Being older I will not fly in shorts, t-shirts and flip flops, I always have long pants and a long sleeve shirt and socks and walking shoes. In my carry on bag I have a spare pair of pants and a spare shirt because in the past 20 years I have had coffee and other fluids spilled on my travel clothes and needed a change. I have spare underwear and socks in my carry on bag too because I have been on flights that have broke down or for some reason could not continue and I needed a change of clothing for a long layover. (Other travelers are comfortable wearing the same grubby clothes for two or three days because maybe this is just like they do back home.) I have my razor, toothpaste, aftershave and other allowed toiletries within proper allowed amounts. I always have paperbacks to read during long flights. (Don't like reading off an electronic doo-hicky!)
I always have a check in bag. Since I don't have to pay for this service there are some things I like having available. I have a pair of cheap sneakers in my check in bag. This is good if your regular shoes get wet or fall apart. I have big feet and in Asia sometimes big shoes - size 12 US and above - are not cheap if you can even find them! I like to have some flip flops (shower shoes) because I don't like to step barefoot on some floors, especially in showers. The time of year I leave home determines if I have more clothing for cold weather or not. (Sweater or sweat shirt, light jacket and cheap plastic poncho for long walks back to my house when I return late at night.)

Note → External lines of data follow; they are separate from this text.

PR #3676, opened 2022-08-05
Added simple nlohmann::json operator+

MastProgs:
Add a simple plus operator to easily combine json objects.
It is possible to combine various json objects into one json object.
If the same key value exists, the json object in the back order has a structure that overwrites that value.
I'm a beginner, so I'd appreciate it if you could understand even if there's a lack

### DIFF
--- a/include/nlohmann/json.hpp
+++ b/include/nlohmann/json.hpp
@@ -5074,19 +5074,12 @@ std::string to_string(const NLOHMANN_BASIC_JSON_TPL& j)
     return j.dump();
 }
 
-inline nlohmann::json operator+(const nlohmann::json& lhs, const nlohmann::json& rhs)
+NLOHMANN_BASIC_JSON_TPL_DECLARATION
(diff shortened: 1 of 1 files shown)


falbrechtskirchinger:
Please address these issues:
* You did not read the [contribution guideline](https://github.com/nlohmann/json/blob/develop/.github/CONTRIBUTING.md#files-to-change) and did not run `make amalgamate`.
* Have you considered the implications of such an operator on implicit conversions?
* The operator only works with `nlohmann::json`, not the general `basic_json` type.
* No checks for whether `lhs` or `rhs` are objects.
* Have you looked at [`update()`](https://json.nlohmann.me/api/basic_json/update/)?
* No unit tests.

nlohmann:
I am not convinced of this addition to the API. It is syntactic sugar for a 4-line function that adds a lot of other expectations: What about arrays? What about strings? What about `operator-`?

MastProgs:
Thank you both for your feedback. The nlohman::json code was so good that I came up with it in a simple way, but I think it was my fault that I didn't think about it more deeply. My lack of experience seems to have caused inconvenience to both of you. I will close the current issue.

falbrechtskirchinger:
Remember, you can always open a [discussion](https://github.com/nlohmann/json/discussions) to share any ideas and gather feedback in the future. :-)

One thing you can bring in a check in bag is a Swiss Army Knife. They can be very helpful. I have a multi-knife with pliers and screw drivers, etc. Sometimes you have to fix things! Can openers are helpful. (You can't bring a Swiss Army Knife in your carry on bag.) Larger containers of your favorite sun block, toothpaste, deodorant, shampoo, etc. you can have in your check in bag. Although you can buy this stuff overseas sometimes your favorite "stuff" might be quite a bit more expensive! I always have some paperbacks to read and later trade or give away. (In my hometown I can get them used for cheap money from flea markets, yard sales and thrift shops.) More spare underwear and socks in the check-in bag. I have a fold up umbrella for rainy season.
Have copies of your passport info pages and any visa pages. Any meds you bring on the plane make sure they are in the original containers. Any prescription drugs must be in the original containers with pharmacy and prescribing doctor clearly indicated. No baggie of miscellaneous pills making you look like a drug dealer! Quantities of prescription drugs should be an amount to see you through your time overseas and not look like you are going to sell them.
Look over the rules for what "fluid" items you can bring on a plane. It has been over 10 years since security rules came in for what is allowed on a plane in the carry on bag. Even now you still see what the security people confiscate from passengers. Big bottles of booze, big containers (usually expensive) of cologne, perfume and fancy skin creams taken away! Not to mention chains, knifes, clubs, swords, etc.
For long flights, on a plane I like to have my ear plugs, sleep mask and sometimes I break out a blow up pillow.
[ Edit: Edited on 10-Jul-2015, at 13:53 by karazyal ]
Thanks for the assumption that those of us who travel light don't shower very often!